As though he hadn’t heard, Fendy said, “Clay hoorawed that town because them respectable citizens hung his brother on Christmas Eve the year afore. An’ we kilt five score, not eighty.”
“Sorry, Jack, my mistake,” Sedley said. “I guess I didn’t study up my ciphers enough.”
“An’ hung the mayor and his fat wife and then the town marshal,” Fendy said. “By God, we done it right, we did.”
“You’re a hard, unforgiving man, ain’t you, Brother Bernard?” Shannon said.
“Kiss my ass,” Fendy said.
Shannon grinned. “As you can tell, Brother Bernard is a mighty fierce man. You wouldn’t want him to step in here and see you doing anything but sleeping in your bunks.”
The gunman slapped his hands together. “Now for some good news, boys—your date with the Grand Council has been postponed for a couple of days. It means two extry days of life fer you fellers.”
“Thank Brother Matthias fer that,” Shannon said. “Tomorrow bein’ the Sabbath, we got the tithes to collect and it’s always a chore to wring money out of folks that don’t want to part with it.”
Shannon beamed as though a thought had just pleased him.
“On Monday we’re burning the witch, and the day after is when you’ll be questioned by the Council,” he said. “Brother Matthias penciled in your executions for Tuesday.”
“If you got any more good news, Cobb, keep it to yourself,” Sedley said.
“Why are you killing the girl?” Shawn said. “She didn’t do anything.”
“Didn’t I just tell you? She’s a witch. The women found a cat-shaped mole on her left shoulder an’ that’s a sure sign of witchcraft, they say. She’ll burn in the evening.

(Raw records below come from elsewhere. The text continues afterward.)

Issue #6460, opened 2025-03-11
Add notification menu


oliver-stoehr:
## Description

The results from scripts started by the user or automatic tasks executed by the system are currently visible in the task manager.
1. Not every user might have access to the task manager but it still could be useful if the user could see the result of the script he started.
2. Some scripts need more time to execute, so it is not always possible to display the result directly after starting the execution to the user.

Fire looks better in the dark, like.”
Shannon smiled. “Next week’s tithe will be increased threefold, since Brother Matthias, in addition to all his other parochial duties, must protect the town from the witches who’ll surely come seeking terrible revenge.”

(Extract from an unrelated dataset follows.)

PR #6705, opened 2025-10-07
Add logic for enriching LABELs on export

BartChris:
This pull request adresses a set of long standing issue extensively discussed in https://github.com/kitodo/kitodo-production/discussions/6277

Those last sounded like Cobb’s words and Shannon was obviously repeating them by rote.
Overcoming a feeling of utter helplessness, Shawn sought to give death a human face and a name he would remember. “What does the girl call herself?” he said.
“Name’s Sally Bailey, or so she claims. But she’s probably called fer a witch of some kind.”
“Like Hecate, maybe,” Shawn said.
“Huh?”
“Hecate was the Greek goddess of witchcraft, magic, the night and the moon,” Shawn said. “But an ignoramus like you wouldn’t know anything about that, would you, Shannon?”
Realizing that Shawn was making fun of him, Shannon’s face stiffened and he said, “Maybe I don’t have book learnin’ or a rich pa, but I know this, O’Brien. I’ll be standing in the crowd the day your head rolls. Now give me the skillet back. You two have eaten enough.”
He turned to Fendy. “Jack, these two get up to any fancy moves or give you back talk, shoot them in the belly.”
“Depend on it,” Fendy said.
In the lamp-streaked darkness the gunman looked like a grinning reptile.